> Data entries
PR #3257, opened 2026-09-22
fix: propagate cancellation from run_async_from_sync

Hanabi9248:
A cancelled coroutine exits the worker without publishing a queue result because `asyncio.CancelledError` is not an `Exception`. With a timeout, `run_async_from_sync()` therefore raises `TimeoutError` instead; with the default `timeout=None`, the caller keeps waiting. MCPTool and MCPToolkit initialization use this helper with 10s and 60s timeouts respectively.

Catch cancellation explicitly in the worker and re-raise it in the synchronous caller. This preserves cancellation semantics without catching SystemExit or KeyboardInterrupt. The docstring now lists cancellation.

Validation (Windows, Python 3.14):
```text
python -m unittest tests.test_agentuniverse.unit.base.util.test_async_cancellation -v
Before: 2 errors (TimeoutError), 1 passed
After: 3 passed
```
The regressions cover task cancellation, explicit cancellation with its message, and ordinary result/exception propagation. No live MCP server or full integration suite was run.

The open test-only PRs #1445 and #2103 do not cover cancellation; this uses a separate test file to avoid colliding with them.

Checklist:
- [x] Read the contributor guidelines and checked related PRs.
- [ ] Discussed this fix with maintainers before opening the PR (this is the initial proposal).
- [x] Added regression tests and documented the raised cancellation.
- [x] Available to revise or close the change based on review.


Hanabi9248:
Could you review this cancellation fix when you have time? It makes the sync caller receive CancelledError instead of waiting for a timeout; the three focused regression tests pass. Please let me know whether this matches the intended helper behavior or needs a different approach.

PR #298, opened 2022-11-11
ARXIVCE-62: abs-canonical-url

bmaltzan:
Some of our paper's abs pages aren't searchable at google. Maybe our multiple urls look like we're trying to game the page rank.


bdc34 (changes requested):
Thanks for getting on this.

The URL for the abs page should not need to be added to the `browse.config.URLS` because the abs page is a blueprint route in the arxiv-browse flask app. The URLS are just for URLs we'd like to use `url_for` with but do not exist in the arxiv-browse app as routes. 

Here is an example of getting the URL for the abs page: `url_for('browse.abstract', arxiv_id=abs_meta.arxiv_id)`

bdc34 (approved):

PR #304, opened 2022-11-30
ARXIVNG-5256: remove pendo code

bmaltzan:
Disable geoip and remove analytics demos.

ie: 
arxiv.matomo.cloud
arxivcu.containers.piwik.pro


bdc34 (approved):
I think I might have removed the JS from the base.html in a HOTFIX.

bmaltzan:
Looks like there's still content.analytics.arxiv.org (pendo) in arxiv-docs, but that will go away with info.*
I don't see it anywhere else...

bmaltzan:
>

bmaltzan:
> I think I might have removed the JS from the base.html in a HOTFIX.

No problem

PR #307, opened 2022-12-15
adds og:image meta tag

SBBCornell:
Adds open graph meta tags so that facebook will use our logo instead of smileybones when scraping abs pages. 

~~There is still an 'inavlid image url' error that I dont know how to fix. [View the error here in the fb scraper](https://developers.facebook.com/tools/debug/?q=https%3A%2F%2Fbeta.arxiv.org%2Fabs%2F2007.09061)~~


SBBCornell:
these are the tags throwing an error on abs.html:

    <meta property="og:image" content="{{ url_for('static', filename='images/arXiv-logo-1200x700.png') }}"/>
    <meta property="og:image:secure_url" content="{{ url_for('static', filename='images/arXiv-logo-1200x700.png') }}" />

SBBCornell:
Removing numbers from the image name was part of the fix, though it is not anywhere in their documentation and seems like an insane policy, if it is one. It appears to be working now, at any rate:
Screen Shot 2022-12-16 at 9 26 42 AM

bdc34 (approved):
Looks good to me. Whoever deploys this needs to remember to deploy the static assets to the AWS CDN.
...
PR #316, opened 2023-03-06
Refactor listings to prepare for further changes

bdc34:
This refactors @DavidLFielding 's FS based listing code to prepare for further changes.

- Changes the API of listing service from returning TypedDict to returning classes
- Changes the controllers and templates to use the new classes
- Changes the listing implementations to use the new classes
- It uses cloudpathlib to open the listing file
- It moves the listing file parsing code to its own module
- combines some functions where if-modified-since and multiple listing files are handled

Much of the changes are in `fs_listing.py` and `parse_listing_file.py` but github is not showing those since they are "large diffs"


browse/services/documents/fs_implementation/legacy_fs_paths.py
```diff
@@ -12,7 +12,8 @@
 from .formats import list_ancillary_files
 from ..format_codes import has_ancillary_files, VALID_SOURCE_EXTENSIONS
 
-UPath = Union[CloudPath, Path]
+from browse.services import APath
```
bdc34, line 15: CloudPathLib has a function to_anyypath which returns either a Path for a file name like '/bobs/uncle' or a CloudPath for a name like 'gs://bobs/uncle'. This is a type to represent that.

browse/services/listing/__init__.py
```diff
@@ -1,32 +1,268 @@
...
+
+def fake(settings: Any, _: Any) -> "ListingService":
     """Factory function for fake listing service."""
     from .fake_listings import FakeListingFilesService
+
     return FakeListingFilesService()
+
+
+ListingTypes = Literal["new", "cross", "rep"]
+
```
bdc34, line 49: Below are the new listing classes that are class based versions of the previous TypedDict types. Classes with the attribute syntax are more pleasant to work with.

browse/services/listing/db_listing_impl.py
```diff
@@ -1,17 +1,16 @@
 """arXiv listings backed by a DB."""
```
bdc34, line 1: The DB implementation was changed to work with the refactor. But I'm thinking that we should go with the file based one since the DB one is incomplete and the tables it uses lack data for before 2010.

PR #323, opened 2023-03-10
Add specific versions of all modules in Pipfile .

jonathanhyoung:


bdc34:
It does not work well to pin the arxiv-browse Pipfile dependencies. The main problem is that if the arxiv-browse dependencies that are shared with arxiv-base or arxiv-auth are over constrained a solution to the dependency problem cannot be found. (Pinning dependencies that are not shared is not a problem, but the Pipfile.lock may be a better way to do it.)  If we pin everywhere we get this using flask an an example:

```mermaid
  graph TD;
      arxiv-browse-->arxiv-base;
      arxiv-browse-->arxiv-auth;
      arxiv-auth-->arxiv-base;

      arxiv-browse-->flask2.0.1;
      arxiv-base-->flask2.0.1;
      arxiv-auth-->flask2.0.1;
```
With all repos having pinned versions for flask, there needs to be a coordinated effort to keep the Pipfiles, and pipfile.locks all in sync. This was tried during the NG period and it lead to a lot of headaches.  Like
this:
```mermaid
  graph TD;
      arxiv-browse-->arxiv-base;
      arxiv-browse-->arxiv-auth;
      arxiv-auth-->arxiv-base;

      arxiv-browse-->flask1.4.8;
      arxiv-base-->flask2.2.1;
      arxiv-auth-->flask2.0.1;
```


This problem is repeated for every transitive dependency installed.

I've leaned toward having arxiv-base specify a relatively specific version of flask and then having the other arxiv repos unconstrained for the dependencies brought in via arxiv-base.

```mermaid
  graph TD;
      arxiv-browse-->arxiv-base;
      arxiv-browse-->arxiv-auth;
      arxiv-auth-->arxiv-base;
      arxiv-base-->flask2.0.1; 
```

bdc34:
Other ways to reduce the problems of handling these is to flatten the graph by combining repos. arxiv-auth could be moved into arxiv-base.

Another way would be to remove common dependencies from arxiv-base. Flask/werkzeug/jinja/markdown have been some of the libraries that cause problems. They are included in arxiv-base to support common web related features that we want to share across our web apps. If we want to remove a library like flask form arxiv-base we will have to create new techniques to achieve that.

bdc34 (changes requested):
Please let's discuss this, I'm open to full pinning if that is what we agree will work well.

> ACTIVITY
Among the lines above, some may include the string "FakeListingFilesService"; state how many, and nothing more.

> COMPLETED EXERCISE
2